Monday, 30 May 2011

Singapore: deregulating politics but what about the economy?

Many analysts blame the excesses of the Anglo-Saxon capitalist model for the recent global financial crisis. Surely, greed played a significant part in the stresses faced by the international financial system. At the height of the crisis, the future of the post-Bretton Woods capitalist system seemed gloomy.
More than two years after the crisis began, the financial hangover still hurts. Apparently, it takes more than a few aspirins to cure an alcoholic of many years.  
Euro zone nations have yet to satisfactorily resolve the Greek debt crisis. The problems associated with the remaining PIIGS, i.e. Portugal, Ireland, Italy and Spain, come to the fore from time to time. 
Source: Wikipedia
As for the US, each time the crisis seems relegated to the history books, a new event occurs to remind the world of its fragile state. Perpetually low interest rates suggest the economy is mired in a recessionary state. Additionally, US government indebtedness has reached proportions normally associated with Latin American debt defaulters of the 1980s.
To add insult to injury, rating agency Standard and Poor's has put the US 'AAA' credit rating on negative watch. China, the central banker for the US, is desperately seeking investments not denominated in US Dollars. China's purchases of US treasury bills have declined during the last several months.
Nevertheless, there are some benefits to unbridled capitalist greed. 'Creative destruction' is one of these benefits. Often 'creative destruction' requires corporations to jettison existing management to refocus on creating shareholder value.

Corporate managements often tend to behave like bureaucracies, i.e. to perpetuate their own longevity.
In the new 'post-Bretton Woods' world, activist hedge funds and institutional shareholders play a significant role in keeping management and shareholder interests aligned. Given the large shareholdings of such activist institutional investors, managements are challenged if their focus is distracted from creating shareholder value. No corporation, large or small, is immune from activist shareholders.
Recently, a particularly influential institutional investor turned his sights on Microsoft's senior management. Microsoft stock has significantly underperformed the broader US stock market for many years.
Singapore consistently ranks in the top three most competitive economies in the world. However, Singapore's capitalist way is as unique as its legal system.

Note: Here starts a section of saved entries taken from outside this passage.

PR #1176, opened 2023-08-04
Use decorator for "register_auto_reply"

BeibinLi:
Use decorator to simply the auto reply function registration.

## Checks

- [ ] I've included any doc changes needed for https://microsoft.github.io/FLAML/. See https://microsoft.github.io/FLAML/docs/Contribute#documentation to build and test documentation locally.
- [ ] I've added tests (if relevant) corresponding to the changes introduced in this PR.
- [ ] I've made sure all auto checks have passed.

PR #1177, opened 2023-08-06
Make auto reply method pluggable

sonichi:

Right now registering a new auto reply method is not entirely modular. We can register a new auto reply method but that method may require some state initialization in the constructor. That makes the effort of adding an auto reply method not a single operation. Ideally we should be able to use a single operation to register an auto reply method.

This PR enables that. One example is that we can give any ResponsiveAgent the ability to manage a group chat now, without needing to inherit the GroupChatManager class.

The change in this PR makes it easy to plug different capabilities into an agent without inheriting. It also explicitly separates the context needed for each auto reply method. 

Big thanks to @ekzhu @LittleLittleCloud @BeibinLi for their inspiration.

## Related issue number

#1176 and #1158 will be affected by this PR.

## Checks


flaml/autogen/agentchat/responsive_agent.py
```diff
@@ -110,12 +111,19 @@ def __init__(
...
-        self.register_auto_reply(Agent, self._check_termination_and_human_reply)
+        self.register_auto_reply(Agent, ResponsiveAgent.generate_oai_reply)
+        self.register_auto_reply(Agent, ResponsiveAgent.generate_code_execution_reply)
+        self.register_auto_reply(Agent, ResponsiveAgent.generate_function_call_reply)
+        self.register_auto_reply(Agent, ResponsiveAgent.check_termination_and_human_reply)
 
-    def register_auto_reply(self, class_type, reply_func: Callable, position: int = 0):
+    def register_auto_reply(
+        self,
+        class_type,
```
ekzhu, line 121: (Optional) If agent has unique IDs, it helps to register auto-reply by agent ID, because you may want to have different auto-reply functions for different agents of the same class. e.g., agents of the same class with different system prompts and functions may actually be very different. You can also have group-id to associate group of agents with the same ID. Something to think about not required for this PR.

notebook/autogen_agentchat_chess.ipynb
ekzhu, line 1: Looks good.

ekzhu (approved):
What's your thoughts on ID and Group ID for agents? See my comments earlier. Otherwise it looks good to me.

flaml/autogen/agentchat/responsive_agent.py
sonichi: Good suggestion. I'll add three more types of matching: str (name), Agent (instance), and Callable (any user-defined matching function)

sonichi: Added

qingyun-wu (approved):
Looks good to me. The pluggable auto reply is useful. The group chat example is also interesting. Shall we add examples about auto reply on the documentation page (could be done in a different PR)?

PR #1186, opened 2023-08-18
fix generate_reply when sender is None.

kevin666aa:

`generate_reply` allows either messages or sender is None. But current code doesn't handle situation when sender is None. This PR fixes this bug.

## Checks

### DIFF
--- a/flaml/autogen/agentchat/responsive_agent.py
+++ b/flaml/autogen/agentchat/responsive_agent.py
@@ -748,17 +748,19 @@ class ResponsiveAgent(Agent):
             str or dict or None: reply. None if no reply is generated.
         """
         assert messages is not None or sender is not None, "Either messages or sender must be provided."
-        if sender is not None:
-            for reply_func_tuple in self._reply_func_list:
-                reply_func = reply_func_tuple["reply_func"]
-                if exclude and reply_func in exclude:
-                    continue
-                if asyncio.coroutines.iscoroutinefunction(reply_func):
-                    continue
-                if self._match_trigger(reply_func_tuple["trigger"], sender):
-                    final, reply = reply_func(self, messages=messages, sender=sender, config=reply_func_tuple["config"])
-                    if final:
-                        return reply
+        if messages is None:
+            messages = self._oai_messages[sender]
+
+        for reply_func_tuple in self._reply_func_list:
+            reply_func = reply_func_tuple["reply_func"]
+            if exclude and reply_func in exclude:
+                continue
+            if asyncio.coroutines.iscoroutinefunction(reply_func):
+                continue
+            if sender is None or self._match_trigger(reply_func_tuple["trigger"], sender):
+                final, reply = reply_func(self, messages=messages, sender=sender, config=reply_func_tuple["config"])
+                if final:
+                    return reply
         return self._default_auto_reply
 
     async def a_generate_reply(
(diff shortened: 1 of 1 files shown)


flaml/autogen/agentchat/responsive_agent.py
```diff
@@ -748,17 +748,19 @@ def generate_reply(
...
+        if messages is None:
+            messages = self._oai_messages[sender]
+
+        for reply_func_tuple in self._reply_func_list:
+            reply_func = reply_func_tuple["reply_func"]
+            if exclude and reply_func in exclude:
+                continue
+            if asyncio.coroutines.iscoroutinefunction(reply_func):
+                continue
+            if sender is None or self._match_trigger(reply_func_tuple["trigger"], sender):
```
sonichi, line 760:
```suggestion
            if self._match_trigger(reply_func_tuple["trigger"], sender):
```
I suggest removing `sender is None` because some reply function may exclude this condition in its trigger.

sonichi (commented):
It's better to provide a use case for sender=None to justify this change, and a test case.

flaml/autogen/agentchat/responsive_agent.py
kevin666aa: I don't understand "some reply function may exclude `sender is None` in its trigger", can you explain more? 

A use case is when `generate_reply` is called by itself, we just use it to generate a reply instead of engaging in a conversation. So, the sender is None and the message is not empty. `_match_trigger` is only used to match senders, and we should allow execution when sender is already None.

sonichi: I mean the trigger condition can be `sender is not None`. Then the intended behavior is not to trigger that function when `sender is None`.

kevin666aa:
How about this? `_match_trigger` accepts None, and we register the default generate replies with trigger `[Agent, None]`.

flaml/autogen/agentchat/responsive_agent.py
```diff
@@ -748,17 +748,19 @@ def generate_reply(
...
+        if messages is None:
+            messages = self._oai_messages[sender]
+
+        for reply_func_tuple in self._reply_func_list:
+            reply_func = reply_func_tuple["reply_func"]
+            if exclude and reply_func in exclude:
+                continue
+            if asyncio.coroutines.iscoroutinefunction(reply_func):
+                continue
+            if self._match_trigger(reply_func_tuple["trigger"], sender):
```
sonichi, line 760: Could you check whether the signature and implementation of this function needs a change due to this PR?

test/autogen/agentchat/test_responsive_agent.py
```diff
@@ -154,6 +154,27 @@ def test_responsive_agent():
...
+        given_num = 10
+        return num_to_be_added + given_num
+
+    dummy_agent_2 = ResponsiveAgent(name="user_proxy", human_input_mode="TERMINATE", function_map={"add_num": add_num})
+    messsages = [{"function_call": {"name": "add_num", "arguments": '{ "num_to_be_added": 5 }'}, "role": "assistant"}]
+
+    # when sender is None, messages is provided
+    assert (
+        dummy_agent_2.generate_reply(messages=messsages, sender=None)["content"] == "15"
+    ), "generate_reply not working"
```
sonichi, line 168:
```suggestion
    ), "generate_reply not working when sender is None"
```

test/autogen/agentchat/test_responsive_agent.py
```diff
@@ -154,6 +154,27 @@ def test_responsive_agent():
...
+
+    # when sender is provided, messages is None
+    dummy_agent_1 = ResponsiveAgent(name="dummy_agent_1", human_input_mode="ALWAYS")
+    dummy_agent_2._oai_messages[dummy_agent_1] = messsages
+    assert (
+        dummy_agent_2.generate_reply(messages=None, sender=dummy_agent_1)["content"] == "15"
+    ), "generate_reply not working"
```
sonichi, line 175:
```suggestion
    ), "generate_reply not working when messages is None"
```

sonichi (commented):
This way works.

flaml/autogen/agentchat/responsive_agent.py
kevin666aa: Updated comments.

sonichi (commented):
almost ready.

sonichi (approved):

skzhang1 (approved):

Issue #183, opened 2016-08-04
DATETIME: fractional seconds part


NTag:
Hello,

I have a model with a date field. In MySQL the type of the field is `DATETIME(3)` which means that it will store milliseconds (http://dev.mysql.com/doc/refman/5.7/en/fractional-seconds.html).
However, when I try to save a date which has milliseconds, in the database they disappear and I always get 0 milliseconds.

Do you support fractional seconds part?

Thank you very much,
Basile

jannyHou:
Didn't figure out a way to specify fractional seconds.
This is what I tried on local but doesn't work:
```js
  // Model json file
  "name": "Mytest",
  "properties": {
    "mydate": {
      "type": "date"
    },
    "fraction": {
      "type": "date"
    },
    "fraction4": {
      "type": "date",
      "mysql":
      {
        "columnName":"fraction4",
        "dataType":"DATETIME(4)"
      }
    }
  },
```
Data stored in mysql:
```js
//In explorer the instance is created as {"fraction4": "2016-12-06T19:42:38.5684"' }
// milliseconds disappeared and saved as '.0000'
fraction4:  '2016-12-06 19:42:38.0000'

```

nqd:
+1 to support ms supported

joostdebruijn:
I purposed a pull request for this. I'm awaiting feedback of the maintainers now.

jannyHou:
I will take a look asap

ssh24:
Should be fixed in https://github.com/strongloop/loopback-connector-mysql/pull/274

PR #270, opened 2017-04-25
Add support for fractional seconds.

joostdebruijn:
### Description
In MySQL 5.6 the support for saving fractional seconds for the DATETIME datatype was added. This pull request will add support for it to the connector.

I'm not sure about the best way to add test coverage for my changes to the current set of tests. If someone can help me with that, I will appreciate that. 😄

Note: MySQL supports a precision up to 6 digits, however this is not supported in JavaScript (it has a maximum of 3 digits). To avoid problems, I capped the maximum precision for the Date-datatype to three. If you agree with this limitation, I will add something in the README about that.

#### Related issues
#183 

### Checklist

### DIFF
--- a/lib/migration.js
+++ b/lib/migration.js
@@ -886,11 +886,6 @@ function mixinMigration(MySQL, mysql) {
     var precision = 0;
 
     if (p.precision) {
-      // The JavaScript Date-object has a maximum precision of three for Dates, so we can't save it more precisely (although MySQL supports it).
-      if (p.precision > 3) {
-        p.precision = 3;
-      }
-
       precision = Number(p.precision);
       columnType += '(' + precision + ')';
     }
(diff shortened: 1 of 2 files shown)


slnode:

slnode:

slnode:

slnode:

joostdebruijn:
I just realized the maximum precision of three doesn't matter for the connector when creating and maintaining the DATETIME column, so I removed it. When someone needs such precision for other matters without using JavaScript, it should be possible.

However, we may want to mention in the README that JavaScript is not able to parse a precision with more than three digits. It will cause data / precision loss when modifying such database entries via this connector.

joostdebruijn:
I noticed that in the last few days a lot of discussion about timezones took place. Some of the proposed changes (e.g. #271) will probably have influence on this pull request and the way fractional seconds could be supported for this connector.

My suggestion is to set this PR on hold until it is clear which of proposed timezone related changes will be merged in to the master. Then I will update this pull request or create a new one.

Like in politics, perhaps it is time for a shake-up within Singapore's sedate corporate environment.
Undoubtedly, Singapore's economy functions like a well oiled machine. However, the state's dominant position in important economic sectors leaves little room for shareholder activism as a means to create economic value. Institutional shareholders should be able to indulge in meaningful criticism of managements.
Shareholder activism is an extension of Singapore's traditional meritocratic process. It leads to greater economic efficiencies and grows the economic pie for all Singaporeans.
Singaporeans spoke loudly during the 2011 general elections to demand a greater say in the country's future. Singapore's future is a combination of politics and economics. Along with political liberalization, it is time for economic liberalization through reduced government participation in Singapore's economy. Policies to gradually lessen the influence of the state and government linked corporations in favour of greater participation from the private sector must be actively considered.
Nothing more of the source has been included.